This is a small HTML checker. It can validate that HTML code is safe.
It does not aim to support the entire HTML spec, rather it focuses on checking HTML that has been run through a sanitizer (such as bleach).
$ pip install bleached
$ python3
>>> import bleached
>>> bleached.is_html_bleached('<p>Hello world</p>')
True
>>> bleached.is_html_bleached('<script>alert("Hello world");</script>')
False
>>> bleached.check_html('<p>Hello world</p>')
>>> bleached.check_html('<script>alert("Hello world");</script>')
Traceback (most recent call last):
File "<stdin>", line 1, in <module>
bleached.UnsafeInput: Line 1 character 8 (input index 7): Found forbidden opening tag 'script'
bleach is a great library for sanitizing untrusted HTML. You should use it instead of this where possible.
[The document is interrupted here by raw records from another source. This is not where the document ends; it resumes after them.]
PR #272, opened 2015-08-08
WFS docs initial (WFS 1.1 and WFS 2.0)

JuergenWeichand:
Including a variety of examples.
* GetFeature using a `BoundingBox`
* GetFeature using a `Filter`
* GetFeature using `StoredQueries`


tomkralidis:
@JuergenWeichand thanks **very** much for the docs/contributions!!!

PR #275, opened 2015-08-25
wps: added ComplexDataInput class

cehbrecht:
Hi *,

i've added in wps the `ComplexDataInput` class. It can be used to add a complex input parameter (either an url reference or direct content). Before this there were only classes for special complex data input (FeatureCollection, ...).

Travis tests were all passing :)

Further changes:
* fix: unicode input is now possible for literal input data
* doctests for wps with `ComplexDataInput`: wps_request_7, ...
* doc: added note about testing and available anconda packages for owslib
* updated wps example wps-birdhouse.py
* moved the `IWebProcessingService` interface to interfaces.

Cheers,
Carsten


tomkralidis:
@cehbrecht thanks for the contribution.  At first glance it appears that Travis-ci tests fail for anything Python 3 (single failure at https://travis-ci.org/geopython/OWSLib/jobs/77119673#L1389).

cehbrecht:
sorry ... i've overseen that failure. I've fixed now the wps 52n test. Seems to be successful :)

Some owslib tests are "online" tests and they fail if a service is not available or too slow ...

tomkralidis:
Thanks @cehbrecht!

Issue #276, opened 2015-09-03
Issue a warning when not using lxml (and a new release of OWSLib)


ocefpaf:
It seems that not all the functionalities will work when `lxml` is not present.  It would be nice to issue a warning when OWSLib falls back to the default `etree`.  (See https://github.com/USGS-CIDA/pyGDP/issues/120)

PS: The bug fix https://github.com/geopython/OWSLib/commit/6f40078e0624079e266e00181b09e76c7956e733 is not in the 0.9.0 version.  We could use a new release of OWSLib :wink:

tomkralidis:
@ocefpaf thanks for the info.  OWSLib 0.9.1 released as per #278.

tomkralidis:
@ocefpaf I think this issue is downstream of OWSLib.  In your case, it is pyGDP which is depending on lxml semantics.  Issuing a warning in OWSLib would not be valid in this case, as OWSLib is guaranteed to work without lxml.

You can check which etree OWSLib is working with by a utlilty test like:

```python
from owslib.etree import etree

def which_etree():
        """decipher which etree library is being used by OWSLib"""
        which_etree = None

        if 'lxml' in etree.__file__:
            which_etree = 'lxml.etree'
        elif 'xml/etree' in etree.__file__:
            which_etree = 'xml.etree'
        elif 'elementree' in etree.__file__:
            which_etree = 'elementtree.ElementTree'

        return which_etree
```
Alternatively https://github.com/geopython/OWSLib/blob/master/owslib/etree.py can be update to include logging.  Pull requests welcome.

ocefpaf:
> @ocefpaf I think this issue is downstream of OWSLib.

Makes sense.  If `etree` not quacking like a `lxml` is not a problem for OWSLib, than the type checking should happen in pyGDP.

However, it offers no way to check that a piece of HTML has been sanitized. Running the HTML through bleach again will only work if you have the exact same version, as bleach makes no guarantee of stability of their input. This is where bleached is useful.
- No validation of attributes is performed. If you choose to allow an attribute, it is up to you to validate the values.
- This accepts a much smaller subset of HTML than web browsers. Be ready for false negatives if you use this to validate HTML documents.